MAD-Based Robust Scores

What it is

PQC includes a robust outlier detector based on the median and median absolute deviation (MAD), used to reduce sensitivity to a small fraction of extreme points.

Definitions

For residuals \(y_i\):

\[\mathrm{med} = \mathrm{median}(y_i)\]
\[\mathrm{MAD} = \mathrm{median}(|y_i - \mathrm{med}|)\]

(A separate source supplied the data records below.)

PR #380, opened 2025-01-02
Feature/backwards-etl-compatibility

### LINKED ISSUE #378: Cloud-first FMS branch should be backwards compatible
As currently designed, the cloud-first FMS features will cause breakages if used with the pre-cloud-first FMS ETL pipeline. But the cloud-first FMS ETL pipeline changes will cause breakages if used with the pre-cloud-first BFF. To enable a smooth migration, the BFF features should all be backwards compatible.

This is because the file_path is now the cloud path, which will break key features like opening a file in a viewer or downloading a file.

With this backwards compatibility, the following migration is possible.

1. Announce the new BFF version, and give people some time (a day?) to download it.
2. Deploy the ETL changes.

Without this backwards compatibility, we might have to accept that BFF will temporarily be broken for internal users.

BrianWhitneyAI:
### Description 
The purpose of this PR is to resolve #378 and make it so users of the old ETL can update their version prior to the release of the new ETL 

I have the download working and the cloud path is correctly mapped now but we do not show the File Path (local VAST) since we removed that as a top level annotation and now get it from the new etl as a normal annotation. If we wanted it to be visible we would have to add a custom top level annotation that is only used if the old ETL is in place and maps correctly. I think this is too much just for backwards compatibility. For users this would just mean that they do not see the annotation File Path (Local VAST) until the new ETL rolls out.

also if this is approved we need to open an issue to remove it for the next version.

### DIFF
--- a/packages/core/entity/FileDetail/index.ts
+++ b/packages/core/entity/FileDetail/index.ts
@@ -135,6 +135,11 @@ export default class FileDetail {
     }
 
     public get localPath(): string | null {
+        // REMOVE THIS (BACKWARDS COMPAT)
+        if (this.path.startsWith("/allen")) {
+            return this.path;
+        }
+
         const localPath = this.getFirstAnnotationValue("Local File Path");
         if (localPath === undefined) {
             return null;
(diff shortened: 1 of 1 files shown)


kmitcham (approved):

packages/core/entity/FileDetail/index.ts
```diff
@@ -135,6 +135,11 @@ export default class FileDetail {
     }
 
     public get localPath(): string | null {
+        // REMOVE THIS (BACKWARDS COMPAT)
+        if (this.path.startsWith("/allen")) {
```
hughes036, line 139: `this.path.startsWith("/allen")` means that it is a record from the old ETL?  

A function that describes that would be nice for readability:
`
function isOldEtlPath(path){
  retrun this.path.startsWith("/allen");
}
`

hughes036 (approved):

aswallace (approved):

PR #382, opened 2025-01-06
bugfix/svgicon-build-size

BrianWhitneyAI:
### Description
The thumbnail size is incorrectly defaulting to 15 pixels when app is built (but not in local). SvgIcon/index.tsx sets height as 15 by default if the prop is undefined, and in the dmg files and the deployed web builds it correctly sets this as the svg height, but locally it just leaves the height undefined. There are a few different solutions to this. This PR is meant to be a discussion hub for the best solution.
Screenshot 2025-01-06 at 9 47 24 AM

### Solution
1) remove the defaults (changes on this PR)
2) refine thumbnail parameters like so
image
3) ensure build matches local (not sure how to do this)

### DIFF
--- a/packages/core/components/FileThumbnail/index.tsx
+++ b/packages/core/components/FileThumbnail/index.tsx
@@ -45,10 +45,10 @@ export default function FileThumbnail(props: Props) {
     if (!props.uri) {
         return (
             <SvgIcon
-                height={props.height}
+                height={props?.height || 150}
                 pathData={NO_IMAGE_ICON_PATH_DATA}
                 viewBox="0,1,22,22"
-                width={props.width}
+                width={props?.width || 150}
                 className={classNames(styles.noThumbnail, {
                     [styles.noThumbnailSelected]: props?.selected,
                 })}
--- a/packages/core/components/SvgIcon/index.tsx
+++ b/packages/core/components/SvgIcon/index.tsx
@@ -1,5 +1,5 @@
 import classNames from "classnames";
-import { castArray, defaults } from "lodash";
+import { castArray } from "lodash";
 import * as React from "react";
 
 import styles from "./SvgIcon.module.css";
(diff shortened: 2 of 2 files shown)


aswallace:
I'm fine with both solutions (removing defaults and/or setting the height). 
I do think that either way we should still set the height for that specific SvgIcon to some fixed value in the FileDetails panel, e.g., 150px. If we leave height as undefined (option 1) or set to 100% (I know I initially suggested using a percent for option 2, I retract it), the icon keeps getting bigger as you expand the side panel, which can be pretty annoying.

> ensure build matches local (not sure how to do this)

I'm not quite sure what you mean by this, but if it's just saying that we should test that the .dmg files match local builds then we should be able to continue using the `build-executable` script

kmitcham (approved):

BrianWhitneyAI:
> I'm fine with both solutions (removing defaults and/or setting the height). I do think that either way we should still set the height for that specific SvgIcon to some fixed value in the FileDetails panel, e.g., 150px. If we leave height as undefined (option 1) or set to 100% (I know I initially suggested using a percent for option 2, I retract it), the icon keeps getting bigger as you expand the side panel, which can be pretty annoying.
> 
> > ensure build matches local (not sure how to do this)
> 
> I'm not quite sure what you mean by this, but if it's just saying that we should test that the .dmg files match local builds then we should be able to continue using the `build-executable` script

Its pretty abstract but what I was saying was come up with a way to make what we see in build exactly match what we see locally and then go case by case to fix (since we see the visual discrepancy early in local). I do not have an idea of what this would need.

pgarrison:
> Its pretty abstract but what I was saying was come up with a way to make what we see in build exactly match what we see locally and then go case by case to fix (since we see the visual discrepancy early in local). I do not have an idea of what this would need.

If you're talking about an automated solution (e.g. snapshot testing), that might be more complexity than this project is ready for. But some manual QA testing to find more bugs like this is always good.

aswallace:
> Its pretty abstract but what I was saying was come up with a way to make what we see in build exactly match what we see locally and then go case by case to fix (since we see the visual discrepancy early in local). I do not have an idea of what this would need.

I'm pretty sure this particular discrepancy is a lodash versioning issue. If we don't want to deep-dive into dependency differences in the build scripts and are only trying to address this one bug for now, removing the call to `defaults` should make them behave the same way. An alternative would be to continue using `defaults` but fix the call, which based on [this issue](https://github.com/lodash/lodash/issues/565) and some local testing should just be to add an empty obj as the first arg like
```   
const { className, height, onClick, pathAttrs, pathData, viewBox, width } = defaults(
        {},
        props,
        DEFAULT_PROPS
    );
```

Robust z-score used in PQC:

\[z_i = 0.6745\frac{y_i-\mathrm{med}}{\mathrm{MAD}}\]

Why PQC uses it

Unlike mean/std z-scores, median/MAD remains stable when a subset of points is contaminated, making it a useful complementary detector.

Interpretation

  • larger \(|z_i|\) indicates stronger deviation from robust center

  • points are flagged if \(|z_i| \ge z_{\mathrm{thresh}}\)

Assumptions and caveats

  • majority of observations are not outliers

  • MAD can be zero for near-constant or quantized data; then robust z-scores are undefined and detector may return no flags

Small worked example

If median = 0 and MAD = 2e-7, a point with residual 2e-6 has:

\[z \approx 0.6745 \times 10 = 6.745\]

With threshold z_thresh = 5, it is flagged.

References

[Hampel1974]

Hampel, F. R. (1974). “The influence curve and its role in robust estimation.” Journal of the American Statistical Association, 69(346), 383-393.

[Rousseeuw1993]

Rousseeuw, P. J., & Croux, C. (1993). “Alternatives to the median absolute deviation.” Journal of the American Statistical Association, 88(424), 1273-1283.